We have used brass exclusively and have not had any problems with reliability. Our one supplier was really pushing the plastic fittings, but too similar to the old poly set-up for us. 

Other than lead content, is there another compelling reason to use stainless steel fittings rather than brass?


----------



## Ron

I have not used them yet but had a supply rep stop by our work and give a demo on the plastic ones, there tough, you can take a hammer to them and they won't break or crack.


----------



## futz

Ron said:


> I have not used them yet but had a supply rep stop by our work and give a demo on the plastic ones, there tough, you can take a hammer to them and they won't break or crack.

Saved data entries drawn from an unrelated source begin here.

Issue #27, opened 2022-10-31
Compile BUGS models to a `Distributions.jl` Distribution type


yebai:
Another very useful target for BUGS models is a `Distributions.Distribution` object. This would allow us to use these models as a new Distribution in other PPLs including Turing. 

Here are two concrete use cases: 

1. use BUGS language to specify a complicated hierarchical prior, then the DAG would allow us to perform re-parameterisation optimisation etc. See e.g. [here](https://julialang.slack.com/archives/CCYDC34A0/p1667205764190109?thread_ts=1667203312.461819&cid=CCYDC34A0) 
2. use BUGS language to specify an HMM/SSM model, then DAG would allow us to perform SMC/PMCMC inference efficiently

yebai:
Now that https://github.com/JuliaStats/Distributions.jl/pull/1803 is merged, can we give this another try? This fits nicely into the `to_distribution(bugs_model)` syntax.

seabbs:
This would be really great I think for supporting composing models from JuliaBugs with Turing.

PR #379, opened 2025-08-15
Add Distributions.jl target

sunxd3:
Some initial work for https://github.com/TuringLang/JuliaBUGS.jl/issues/27


sunxd3:
No worries! It's a draft anyway, totally okay to mess up, sometimes just have to poke the dragon...

Issue #400, opened 2025-10-07
example  6 does not compile


mhinsch:
Pasting the code of example 6 (magnesium) into a file `example_6.jl` and then running the following:

```Julia

using JuliaBUGS

struct Example{DNT <: NamedTuple, INT <: NamedTuple, INT2 <: NamedTuple, RNT}
           name::String
           model_def::Expr
           original_syntax_program::String
           data::DNT
           inits::INT
           inits_alternative::INT2
           reference_results::RNT
end

include("example_6.jl")

compile(model_def, data, inits)
```

produces an error:

```
ERROR: Function 'truncated' is not allowed in @bugs at #= line 0 =#. To use custom functions, declare them with @bugs_primitive macro.
Stacktrace:
 [1] error(s::String)
   @ Base ./error.jl:35
 [2] validate_bugs_expression(expr::Expr, line_num::LineNumberNode)
   @ JuliaBUGS ~/.julia/packages/JuliaBUGS/jScHL/src/JuliaBUGS.jl:210
 [3] validate_bugs_expression(expr::Expr, line_num::LineNumberNode)
   @ JuliaBUGS ~/.julia/packages/JuliaBUGS/jScHL/src/JuliaBUGS.jl:217
 [4] validate_bugs_expression(expr::Expr, line_num::LineNumberNode)
   @ JuliaBUGS ~/.julia/packages/JuliaBUGS/jScHL/src/JuliaBUGS.jl:228
 [5] compile(model_def::Expr, data::@NamedTuple{…}, initial_params::@NamedTuple{…}; skip_validation::Bool, eval_module::Module)
   @ JuliaBUGS ~/.julia/packages/JuliaBUGS/jScHL/src/JuliaBUGS.jl:260
 [6] compile(model_def::Expr, data::@NamedTuple{…}, initial_params::@NamedTuple{…})
   @ JuliaBUGS ~/.julia/packages/JuliaBUGS/jScHL/src/JuliaBUGS.jl:250
 [7] top-level scope
   @ REPL[9]:1
Some type information was truncated. Use `show(err)` to see complete types.
```

sunxd3:
thanks @mhinsch , I'll fix this. In the meantime, could you try `@bugs_primitive truncated` and see it fixed the problem?

mhinsch:
> @bugs_primitive truncated

It does indeed (after loading Distributions and using `JuliaBUGS.@bugs_primitive truncated`).

PR #401, opened 2025-10-09
Add `truncated` and `censored` to the whitelist of functions

sunxd3:
fix https://github.com/TuringLang/JuliaBUGS.jl/issues/400


yebai:
Do Distributions.jl's `censored` and `truncated` share the same semantics with BUGS?

PR #402, opened 2025-10-09
DoodleBUGS: Now works in WebKit broswers (Safari, all iPad/iOS browsers)

### LINKED ISSUE #350: DoodleBUGS: Make it work for iPad
I don't know why Canvas isn't showing anything in iPads, let's fix this too!

shravanngoswamii:
Since last two days, I was doing trial and error on different parts of the codebase. Finally found the problem — `cytoscape-grid-guide` and `cytoscape-context-menus` were blocking touch events on WebKit browsers. Also, crypto.randomUUID() was not working properly in Safari and was causing node/edge creation to fail.

Now everything is fixed and working fine on all WebKit browsers including Safari and iPad.

I have also added a Debug Panel (can toggle it from `View` dropdown in navbar) for my personal usage — it’s useful for testing in iPad without needing a Mac.

Tested properly on iPad 11th Gen. @yebai @sunxd3 I’m on Windows, so if possible, please test this on Safari (Mac).

Closes #350

### DIFF
--- a/DoodleBUGS/src/components/common/DebugPanel.vue
+++ b/DoodleBUGS/src/components/common/DebugPanel.vue
@@ -1,12 +1,22 @@
-<!-- This file is AI generated using Claude Sonnet 4.5 -->
-<!-- TODO(shravanngoswamii): Review this file properly -->
 <script setup lang="ts">
-import { ref, onMounted, onUnmounted } from 'vue';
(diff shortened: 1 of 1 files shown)


sunxd3 (approved):
I think it's good to merge.

It's be good to note what functionalities are removed: grid snapping and right-click menu. (Is this correct?)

Ya, well... They're going to have a tough sell. Lots of people have long memories and remember flooded houses from failing acetal fittings from the early days of poly-b. Now I'm pretty leery of plastic fittings.

I used some Philmac plastic water service fittings when they were still being sold - had no failures - but was always nervous about them. Now my supplier is stocking some black plastic corporation fittings (I forget the brand), the design of which makes me a LOT more nervous than Philmac. Screw that. I only use brass corporation fittings now. An "expensive" fitting is much preferable to a blowoff or other failure.

Brass fittings only for pex for me. I've never seen stainless ones. Brass has been 100% trouble-free since pex was brand new.


----------



## KCplumber

Rep told us plastic pipe, plastic fittings - been using them over a year

no problem so far- knock on wood. The new stainless veiga system looks like a hydralic fitting which is kool , but quite spendy

compared to plastic


----------



## Phat Cat

I was more interested in learning about the stainless steel fittings rather than the plastic.


----------



## Protech

The only downside to stainless steel is the insane cost. If cost was no obstacle, then I would only install stainless steel pipe and fittings.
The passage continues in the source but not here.